Annie Clark is sitting cross-legged in the center of a light blue room covered in clouds. The room looks like a tranquil reverie and Clark, in a long black dress patterned with red roses, is very much a part of it. It’s not surprising since the Grammy award-winning musician and artist curated and designed the new House of Peroni pop-up in Nolita. Filled with custom risographs and dreamy set design, it’s truly something unique to Clark’s imagination, which is famously teeming with fantastical ideas.
This installation is one of many projects Clark has been immersed in this year. For starters, she directed and released her first horror anthology film, XX, in February. She is also directing a modern-day adaptation of The Picture Of Dorian Gray and preparing to release her fifth studio album as St. Vincent. Landing on October 13, the record is titled Masseduction, a name that plays with her fascination with portmanteau words. While her artistry has expanded from music to film, visual art, and more, she remains focused on whichever project is at hand. Right now it’s a tie between her New York pop-up opening tonight and her record which is due out next week.
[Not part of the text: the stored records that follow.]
PR #671, opened 2020-12-02
BAU: Fix Italian proxy node test

Wynndow:
The Italian proxy node test is _very_ flaky. We often see the test
failing at the Italians connector-node. There are a series of pages
which are auto-submitted with JS. One particular page's JS is fired by a
`load` event on the window. There may be a race condition as a lot of
the time this doesn't happen with Selenium and the journey stalls.

This adds a conditional check to see if we've stalled. If so, we
manually call the JS required to submit the page.


JohnWattsGDS (approved):

idrop (approved):
Thanks @Wynndow !

Wynndow:
@idrop No problem. I'm not going to admit how much time I've spend looking at this today....

PR #672, opened 2020-12-14
EID-2081 Proxy Node  integration kill switch

idrop:
## What
A way to remove the deployment of the Integration Proxy Node, via a concourse pipeline.

## Why
We already have a kill switch for production, but not integration. This will give us the confidence that the kill switch mechanics work, but won't affect production. We need more confidence as we may have to switch off the Proxy Node at a very specific out-of-hours time.

The change is mostly a copy-paste of the prod jobs, plus a new S3Bucket type to hold the integration lockfile.

### DIFF
--- a/.snyk
+++ b/.snyk
@@ -5,7 +5,7 @@ ignore:
   SNYK-JAVA-CAJULIUSDAVIES-30073:
     - '*':
         reason: Fix not available
-        expires: 2020-12-15T00:00:00.000Z
+        expires: 2021-01-01
   SNYK-JAVA-ORGGLASSFISHJERSEYMEDIA-595972:
     - '*':
         reason: Not used directly by us; Fix not available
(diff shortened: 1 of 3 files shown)


.snyk
```diff
@@ -5,7 +5,7 @@ ignore:
   SNYK-JAVA-CAJULIUSDAVIES-30073:
     - '*':
         reason: Fix not available
-        expires: 2020-12-15T00:00:00.000Z
+        expires: 2021-01-01
```
CharlesIC, line 8: Maybe not a good idea to make things expire on a holiday 😅

CharlesIC (approved):

.snyk
idrop: It should just affect travis checks on PRs, and we are thinking we won't have any post 2020.

CharlesIC: Oh fair

JohnWattsGDS (approved):

PR #678, opened 2021-01-19
BAU Remove Proxy Node build pipeline

idrop:
We don't need to build the Proxy Node anymore as we don't deploy it anywhere.


jkunle (approved):
Sad to see this go, all that time spent to craft this..

instantiator (approved):
👋

CharlesIC:
I imagine we'll archive the whole repo at some point - it might be worth keeping the Concourse pipelines for later reference

PR #1311, opened 2026-05-18
fw/services/light: linearly ramp dynamic backlight intensity

aveao:
This one is meant more as an example impl and a space for discussions.

Right now backlight intensity is one of 3:
- 10%, if below user-set dynamic backlight min threshold (default 5, imo should be 2)
- User-set "Max Intensity", if above the user-set dynamic backlight min threshold
- Nothing, if above the hardcoded dark threshold (150 for obelix)

So it's not very much a dynamic backlight. I believe having the value be dynamic based on measured light levels would be more appropriate. If in a dimly lit room (~8 counts on my watch for bedside lamps, 2-3 for ceiling light if very indirect), it can very much benefit from being above 10%, but below user-set max. In a rather bright space (e.g. same room on a brighter day with sunlight, but no direct light to remove need for backlight), it can benefit reaching user-set max (in my case, "blinding").

This is one such demo. This already improves my experience, but I am not maximally happy with it. In a dim room it makes the screen readable, but not properly match ambient levels, while not being blinding, so it's still a partial win.

Several implementation details to figure out would be:
- linear vs not
- whether user's max intensity is used for a range, or as a clamp. this is for a range, but I think clamp may make more sense.

Open to ideas! :D

### DIFF
--- a/src/fw/services/light/service.c
+++ b/src/fw/services/light/service.c
@@ -148,15 +148,33 @@ static uint8_t prv_backlight_get_intensity(void) {
   }
   
 #if CAPABILITY_HAS_DYNAMIC_BACKLIGHT && !defined(RECOVERY_FW)
-  // Dynamic backlight: dim in utter darkness, otherwise user max. The
-  // bright-outdoor case is already filtered upstream by prv_light_allowed()
-  // for ambient-sensor-enabled wakes; the few paths that bypass that gate
-  // (app-driven force-on, ambient-sensor pref off) sensibly land at max here.
+  // Dynamic backlight: linear ramp from dim_intensity at dynamic_min_threshold
+  // up to 100% at ambient_light_dark_threshold, then clamped to user_max. This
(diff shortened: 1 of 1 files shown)


ericmigi:
cool idea! @jplexer can you test it out?

aveao:

jplexer:
we had something similar before but my impl was not great :D
i'll try this out, thanks!

aveao:
I'd strongly suggest to try it with blinding, as I honestly think the clamping vs linearly scaling approach is better (but haven't added that yet, also my lunch break is about to be over so can't add that until later).

aveao:
(and I think it works better with the ranges on #1313 due to less noise in the data, making the backlight more consistent)

aveao:
Moved this to be clamping instead. Might make sense to make it non-linear with some further, but in current state it's still an improvement over before. Feel free to merge if you like it.

jplexer (approved):

PR #1313, opened 2026-05-18
Utilize continuous sampling on W1160 + increase integration time to 99ms

aveao:
(building on #1311, has part of that code here too)

This is very much intended as a demo, and a discussion starter. ~~The code as sent here won't work right as dark-room-threshold (150) is still set for the lower integration time. Trivial fix but not worth it without talking it out first, plus I'd want to measure a bright room which is not so easy at 3:39AM.~~ (4:15 update: I found good thresholds)

This barely changes the overall power usage (prob like 10x from 7uA to 70uA, amounting to almost nothing over a day) per datasheet, makes the sensor read non-blocking, while allowing increasing integration time (how long to capture photons for) by quite a bit. What was 7 samples is ~50 samples, and overall values are a lot less noisy, staying within ~10%. IMO, a solid improvement to data quality of the ambient light sensor.

### DIFF
--- a/src/fw/board/boards/board_obelix.c
+++ b/src/fw/board/boards/board_obelix.c
@@ -569,8 +569,8 @@ const BoardConfigPower BOARD_CONFIG_POWER = {
 
 const BoardConfig BOARD_CONFIG = {
   .backlight_on_percent = 45,
-  .ambient_light_dark_threshold = 150,
-  .ambient_k_delta_threshold = 25,
+  .ambient_light_dark_threshold = 600,
+  .ambient_k_delta_threshold = 100,
   .dynamic_backlight_min_threshold = 5,
   .backlight_default_color = BACKLIGHT_COLOR_WARM_WHITE,
 };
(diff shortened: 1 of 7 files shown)


gmarull (commented):
thanks for the PR! please make sure to use real name in signed off/author as per guidelines

aveao:
ave is my real name but I'll swap these over to full name

aveao:
Done

jplexer:
> ave is my real name but I'll swap these over to full name

yeah he meant real name as full name, thank you!

aveao:
(ok google how do I get ave as my künstlername)

gmarull (commented):
is delta ~70uA (in average), or just the increase when acquiring new samples?

aveao:
I have no actual data, please do measure yourself if you can. I'm just basing it roughly between the two provided numbers on: https://www.lcsc.com/datasheet/C49230206.pdf

gmarull:
> I have no actual data, please do measure yourself if you can. I'm just basing it roughly between the two provided numbers on: https://www.lcsc.com/datasheet/C49230206.pdf

I'll do when I have a chance, but if delta is a continuous 70uA it's definitely a no-go.

aveao:
I did my power calculations wrong, assumed one shot not continuous, but the datasheet implies it is continuous :( Yeah at continuous 70uA that'd be definitely more notable.

PR #1316, opened 2026-05-18
applib: reset touch state via syscall

gmarull:
## Summary
- route touch_service_subscribe() reset through a privileged syscall
- avoid app MPU faults when subscribing to touch events during launch

Fixes FIRM-1957
Fixes FIRM-1958

## Testing
- ./waf build
- gitlint

### DIFF
--- a/src/fw/applib/touch_service.c
+++ b/src/fw/applib/touch_service.c
@@ -13,8 +13,6 @@
 #include "syscall/syscall.h"
 #include "system/passert.h"
 
-bool sys_touch_service_is_enabled(void);
-
 //! @return the per-task touch service state, or NULL if the current task is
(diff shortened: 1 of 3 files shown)


jplexer:
was going to ask claude to check through all exposed apis to see if they are correctly done via syscalls
did you do something like that and this is the only one or do I still need to check?

gmarull:
> was going to ask claude to check through all exposed apis to see if they are correctly done via syscalls did you do something like that and this is the only one or do I still need to check?

do that, I just found this one because your breakerbrick game crashes :-)

jplexer:
not breakerbrick 😭

jplexer (approved):

jplexer:
claude found nothin

PR #1318, opened 2026-05-18
third_party/moddable: unprivileged FFI dispatch

jplexer:
Tested with helloffi (everything works there) and tested with my POC (unprivileged, and trying to access kernel mem crashes the app (as expected)


gmarull (commented):
have we checked how feasible it is to run moddable event loop fully unprivileged?

jplexer:
needs a lot of changes!

gmarull:
> needs a lot of changes!

I think that's the path honestly, because running JS in privileged mode, even if "sandboxed" is screaming for a _fatal_ bug in the future

jplexer:
maybe at some point later but right now I think its too much of a hassle

gmarull (approved):

gmarull:
let's merge this for now, but discuss on isolating moddable completely if possible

The three-day event we’re at is filled with performances, panels, artwork, and design inspired by Milan’s Memphis design movement that surfaced in 1981. “I’m a huge fan of Fellini and Memphis design, so I thought it was a unique opportunity for people I’ve worked with and admired to be in the same place,” Clark notes. The singer enlisted “reverspective” artist Patrick Hughes, London-based artist Robert Montgomery, set designer and collaborator Lauren Machen, Talking Heads’s David Byrne, and modern dance choreographer Annie-B Parson to help craft her vision for the space. In reference to Italian design, the installation features an array of geometric shapes and bold patterns that are inspired by Fellini’s surrealist work, as well as opulent palace-like arches.
The NYC multimedia space is a perfect pairing with Clark’s forthcoming record. Earlier this summer Clark made a commanding musical return with Masseduction‘s first single, “New York,” a song that pays melancholy homage to her hometown. So it’s only natural that her latest exhibition takes place in the city where she lives too. “[‘New York’] is a composite of everybody who has walked the same downtown streets I have and moved on to different cities or other planes of existence,” Clark explains. The record provides cultural critiques on plastic surgery and advertising lingo (“Los Ageless”) and a self-professed “banger” that is a multi-faceted look at anxiety and depression (“Pill”). “I was kind of using the language of advertising jingles [in “Pill”] to tell a harsh story about trying to find coping mechanisms for depression or anxiety,” she comments, with a caveat: “But you can dance to it!”
It’s not all doom and gloom for Clark. Masseduction offers glimmers of hope because, at her very core, Clark is optimistic. “I think we see hope personally in making things that reaffirm our humanity and speak to the reality of humanity and not some strange ideal,” she says. “I think that things that remind us of our humanity remind us of empathy and that’s what’s gonna save us: more empathy.”
The House of Peroni is open at 201 Mulberry Street in New York through October 8.